Visuomotor interaction effects in the IPS were also found by Beurze et al. (Beurze et al. 2007), with a stronger preference for the contralateral hand (over the ipsilateral hand) than for the contralateral visual-field in which the target was positioned (over the ipsilateral visual-field). The coordinates of the peak activation in their IPS are similar to those of our hMIP.

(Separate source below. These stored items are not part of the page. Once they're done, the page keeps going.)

PR #555, opened 2026-05-19
ci: add Trivy Cargo.lock hard gate to security workflow (STR-3526)

madan-oss:
## Description

Implements [STR-3526](https://alpenlabs.atlassian.net/browse/STR-3526): adds a PR-time Trivy filesystem scan on \`Cargo.lock\` so CVEs are caught during code review rather than only at deployment.

### Context

\`cargo audit\` (already in \`security.yml\`) checks against the RustSec advisory DB (RUSTSEC-\* identifiers). Trivy \`fs\` is complementary — it covers CVE and GHSA identifiers from the OSV/NVD databases that don't always have a RUSTSEC counterpart. The 6 HIGH CVEs suppressed in STR-2637 (libp2p-gossipsub, yamux, rustls-webpki) are CVE/GHSA-format advisories and would not be caught by \`cargo audit\` alone.

### What changed

**\`.github/workflows/security.yml\`**
- New \`trivy-cargo\` job added alongside the existing \`supply-chain\` (cargo audit) job.
- Runs \`trivy fs .\` on every PR, merge group, push to main, and \`workflow_dispatch\`.
- **Hard gate**: CRITICAL/HIGH unfixed CVEs fail the check (\`exit-code: 1\`). Suppressions via \`.trivyignore\` require a PR.
- **Advisory SARIF**: all severities uploaded to Security tab with \`if: always()\` so findings are visible even when the gate fails.
- Guard creates an empty \`.trivyignore\` for refs that predate the file.

**\`.trivyignore\`** (new)
- Suppresses the 6 known Rust HIGHs (libp2p-gossipsub, rustls-webpki, yamux) with review-by dates — same set as STR-2637.

### Validation

Test run found the gate catches a real finding beyond cargo audit: \`urllib3 2.5.0\` in \`functional-tests/uv.lock\` has 3 HIGH CVEs (CVE-2025-66418, CVE-2025-66471, CVE-2026-21441, fixed in 2.6.3). This is tracked as dev work to update the uv.lock separately — the gate correctly blocks until fixed.

### Type of Change

## Notes to Reviewers

- \`cargo audit\` and Trivy cover different advisory DBs — both jobs should stay.
- The gate will fail on \`urllib3\` until \`functional-tests/uv.lock\` is updated to urllib3 ≥ 2.6.3. That is intentional — the gate is doing its job.
- This PR and STR-2637 (PR #537) both introduce \`.trivyignore\` at the repo root with the same Rust CVE suppressions. Whichever merges second will need a trivial conflict resolution.

## Checklist

## Related Issues

Closes STR-3526

[STR-3526]: https://alpenlabs.atlassian.net/browse/STR-3526


.github/workflows/security.yml
```diff
@@ -26,3 +26,72 @@ jobs:
...
+      # Cargo.lock in the repo. Complements cargo audit (RustSec DB) with CVE/GHSA coverage.
+      # Add justified exceptions to .trivyignore via PR.
+      - name: Scan Cargo.lock with Trivy (hard gate)
+        uses: aquasecurity/trivy-action@57a97c7e7821a5776cebc9bb87c984fa69cba8f1 # v0.35.0
+        with:
+          scan-type: fs
+          scan-ref: .
+          scanners: vuln
+          severity: CRITICAL,HIGH
+          ignore-unfixed: "true"
```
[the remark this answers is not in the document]
Rajil1213: This is fine. If there is no upstream fix, it will be ignored anyways.

Rajil1213 (changes requested):
zizmor is flagging an unchanged part of the security workflow which needs fixing before this can be merged. Looks like trivy is also scanning `uv.lock` -- this is unnecessary as those only apply to functional tests where security is not a concern.

.github/workflows/security.yml
```diff
@@ -26,3 +27,74 @@ jobs:
...
+      # in the Security tab for triage.
+      - name: Scan Cargo.lock with Trivy (SARIF — Security tab)
+        if: always()
+        continue-on-error: true
+        uses: aquasecurity/trivy-action@57a97c7e7821a5776cebc9bb87c984fa69cba8f1 # v0.35.0
+        with:
+          scan-type: fs
+          scan-ref: .
+          scanners: vuln
+          severity: CRITICAL,HIGH,MEDIUM,LOW
```
Rajil1213: This should also just be CRITICAL, HIGH. Why upload the full report when the lower severity ones will be ignored anyway?

.github/workflows/security.yml
```diff
@@ -26,3 +27,74 @@ jobs:
...
+          exit-code: "0"
+          format: sarif
+          output: trivy-cargo.sarif
+          trivyignores: .trivyignore.yaml
+          skip-dirs: functional-tests
+          hide-progress: "true"
+          skip-setup-trivy: "true"
+
+      - name: Upload SARIF to GitHub Security tab
+        if: always()
```
Rajil1213: Shouldn't this step depend upon the success of the previous step?

.trivyignore.yaml
Rajil1213, line 1: This file can be removed after #556 is merged.

Rajil1213 (changes requested):
This requires some minor changes.

.github/workflows/security.yml
madan-oss: Fixed — SARIF scan severity changed to `CRITICAL,HIGH` to match the hard gate.

.github/workflows/security.yml
madan-oss: Fixed — added `id: trivy_sarif_cargo` to the SARIF scan step and changed the upload condition to `if: steps.trivy_sarif_cargo.outcome == 'success'`.

.trivyignore.yaml
madan-oss: #556 is merged. The file now carries the YAML-format suppressions from that PR (picked up via rebase) — no stale content remains.

Rajil1213 (approved):
Looks good to go now.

Stronger involvement of the left hemisphere was previously found in the majority of apraxia/optic ataxia patient studies (Perenin and Vighetto 1988; Koski et al. 2002; Wheaton and Hallett 2007), in which objects were held or that the function of the tool had to be appreciated. In our study, although subjects were presented with tools, they were instructed to reach and grasp the tools’ handle with a precision grip, without actually picking the tools or using them. As all mock tools were of similar size and weight, stereotypical grasping was suitable. This may possibly explain the lack of activation asymmetry between hemispheres in our study, in contrast with the abovementioned patient studies. Moreover, as the main focus of our study was on activity within anatomically defined ROIs, differences in the size of purely functionally defined areas between the 2 hemispheres could not be detected. Therefore, although our study supports the hypothesis that both parietal cortices are engaged in visuomotor transformations necessary for visually guided prehension, one can not conclude that the 2 hemispheres play similar roles in visuomotor transformations.
The visuomotor interactions found in the IPS between the visual-field position and the acting-hand reflect, in our opinion, the process of visuomotor transformations. An open question is which coordinate frame/s is/are used to code the information along the IPS. Manipulating the starting position of the acting-hand and/or the location of the fixation similar to the experimental paradigms used by others (monkeys: Batista et al. 1999; Buneo et al. 2002; Scherberger et al. 2003; humans: DeSouza et al. 2000) may offer a direct way to examine the coordinate frames used and perhaps reveal additional differences between brain areas involved in natural prehension of 3D tools.
Israel Science Foundation of the Israel Academy of Sciences (grant #8009).
We thank Eran Stark for insightful comments and for help in developing the saccade-induced interaction model, Ya'acov Ritov for help with the statistical modeling, and Lior Shmuelof for insightful comments. We are grateful to Yitshak Simhayoff for constructing the fMRI roller apparatus.
Conflict of Interest: None declared.